PR #227, opened 2021-08-22
[Pham Chau Giang] iP

pcgiang:
### Duke

> "If you spend too much time thinking about a thing, you'll never get it done." - Bruce Lee ([source](https://dansilvestre.com/productivity-quotes/))

No longer need to remember things you need to do, Duke is:

- text-based
- super easy to learn
- ~~FAST~~ SUPER FAST to use!!

What you need to do is:
1. Download Duke from [here](https://nus-cs2103-ay2122s1.github.io/website/schedule/week4/project.html)
2. Click twice!
3. Add your tasks.
4. Trust Duke and we will manage your tasks for you! 👯 

And it is **FREE**!!

Features:

- [x] Manage tasks
- [x] Manage deadlines and time for events
- [ ] Reminders (coming soon)

If you wish to practise Java with our app, here's the our `main` method:
```
public class Main {
    }
}
```


src/main/java/duke/Parser.java
```diff
@@ -0,0 +1,78 @@
...
+                }
+            }
+            storage.updateFile(list);
+            input = sc.nextLine();
+        }
+
+        ui.printByeMessage();
+        sc.close();
+    }
+}
```
over-fitted: The if and elseif chunks seem to make the code harder to read. Could the nesting be reduced, such as by using guard clauses and `break` to eliminate the need for `else`?

src/main/java/duke/Storage.java
```diff
@@ -0,0 +1,94 @@
...
+            file.delete();
+            File newFile = new File(filePath);
+            newFile.createNewFile();
+            FileWriter writer = new FileWriter(file);
+
+            for (Task task : list.getList()) {
+                writer.write(task.writeTask() + "\n");
+            }
+            writer.close();
+        }
```
over-fitted: Could this block be refactored so as to remove the need for the else block and reduce indentation?
```suggestion
        if (!file.exists()) {
            file.createNewFile();
            return;
        }
        file.delete();
        File newFile = new File(filePath);
        newFile.createNewFile();
        FileWriter writer = new FileWriter(file);

        for (Task task : list.getList()) {
            writer.write(task.writeTask() + "\n");
        }
        writer.close();
```

src/main/java/duke/Task.java
```diff
@@ -0,0 +1,46 @@
...
+        done = true;
+    }
+
+    /**
+     * A method that prints out details of a task.
+     *
+     * @return Details of task
+     */
+    public String writeTask() {
+        return (done ? "1" : "0") + " | " + title;
```
over-fitted: Could this be written more explicitly to improve readability?

src/main/java/duke/TaskList.java
```diff
@@ -0,0 +1,190 @@
...
+        int index = Integer.parseInt(i);
+        if (index < 0 || index > list.size()) {
+            throw new OutOfBoundException();
+        } else {
+            Task task = list.get(index - 1);
+            task.markAsDone();
+            System.out.println("Nice! I have marked this task as done!");
+            System.out.println(task);
+            return task;
+        }
```
over-fitted: Could this logic block be refactored using a guard clause to handle the exception throwing in order to reduce indentation caused by the else block?

src/main/java/duke/TaskList.java
```diff
@@ -0,0 +1,190 @@
...
+    public Task addTask(String str) throws EmptyDescriptionException
+            , InvalidTaskException, InvalidDeadlineException {
+        //first check if the task only contain 1 word
+        if (str.split(" ").length == 1) {
+            //check if task if valid
+            if (str.startsWith("todo") || str.startsWith("deadline") || str.startsWith("event")) {
+                throw new EmptyDescriptionException(str);
+            } else { //check for invalid task
+                throw new InvalidTaskException();
+            }
```
over-fitted: Could this else be removed?

src/main/java/duke/TaskList.java
```diff
@@ -0,0 +1,190 @@
...
+                    }
+                }
+
+                System.out.println("Got it. I've added this task.");
+                System.out.println(list.get(list.size() - 1));
+                System.out.println("Now you have " + list.size()
+                        + (list.size() == 1 ? " task in the list" : " tasks in the list."));
+                return task;
+            }
+        }
```
over-fitted: Could the else statements be removed to improve readability?

src/main/java/duke/TaskList.java
```diff
@@ -0,0 +1,190 @@
...
+            throw new OutOfBoundException();
+        } else {
+            Task task = list.get(index - 1);
+            list.remove(index - 1);
+            System.out.println("Noted. I've removed this task: ");
+            System.out.println(task);
+            System.out.println("Now you have " + list.size()
+                    + (list.size() == 1 ? " task in the list" : " tasks in the list."));
+            return task;
+        }
```
over-fitted: since the if statement to throw the exception is a guard clause already, could the else statement be removed?

over-fitted (commented):
I like the comprehensiveness of your functional tests!

Just need to take another look at reducing the complexity in your code through reducing else block usage in multiple areas, in addition to a couple other flagged areas where complexity could be reduced. Further, it may prove useful for future maintainability to follow git commit title conventions. Otherwise, your PR for the most part LGTM! :tada:

src/main/java/duke/Deadline.java
```diff
@@ -0,0 +1,49 @@
...
+
+    /**
+     * Constructor for Deadline class.
+     *
+     * @param title Name of the task to be created.
+     * @param deadline Date of the deadline.
+     */
+    public Deadline(String title, String deadline) throws InvalidDeadlineException {
+        super(title);
+        this.type = "D";
```
ananya-ravi-3021: Perhaps you may not need the 'this' keyword here, since you are not assigning the instance variable 'type' to a parameter variable of the same name.

```suggestion
        type = "D";
```

src/main/java/duke/Storage.java
```diff
@@ -0,0 +1,94 @@
...
+                        task = new ToDos(stuff[2]);
+                        break;
+                case "D":
+                        task = new Deadline(stuff[2], stuff[3]);
+                        break;
+                case "E":
+                        task = new Events(stuff[2], stuff[3]);
+                        break;
+                default:
+                        throw new InvalidTaskException();
```
ananya-ravi-3021: Should there be a break statement here after throwing the InvalidTaskException?

```suggestion
                        throw new InvalidTaskException();
                        break
```

src/main/java/duke/TaskList.java
```diff
@@ -0,0 +1,189 @@
...
+/**
+ * A class that represents a list of Tasks.
+ *
+ * It contains a constructor, a getter,
+ * a method to print a list, add a task to a list,
+ * mark a task as done and delete a task.
+ *
+ */
+public class TaskList {
+    private ArrayList<Task> list;
```
ananya-ravi-3021: Perhaps it would be better to name this variable tasks? Since it is a collection of Task objects.

```suggestion
    private ArrayList<Task> tasks;
```

src/main/java/duke/Duke.java
```diff
@@ -0,0 +1,81 @@
...
+        } catch (IOException e) {
+            System.out.println("File failed to load.");
+        }
+    }
+
+    /**
+     * A method that allows user give input and runs the program.
+     * Contains a parser which reads command from the input.
+     */
+
```
ananya-ravi-3021, line 44: Perhaps there should be no spaces between the documentation block and the method.

src/test/java/duke/test/DukeTest.java
```diff
@@ -0,0 +1,15 @@
+package duke.test;
+import static org.junit.jupiter.api.Assertions.assertEquals;
```
ananya-ravi-3021, line 2: Perhaps be more consistent with the ordering of imports, with static imports only above or below non-static imports.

▸ EXERCISE: Every line above that includes the string "time" should be counted, and the answer should be that number only.

▸ RESPONSE FOR THIS EXERCISE: 2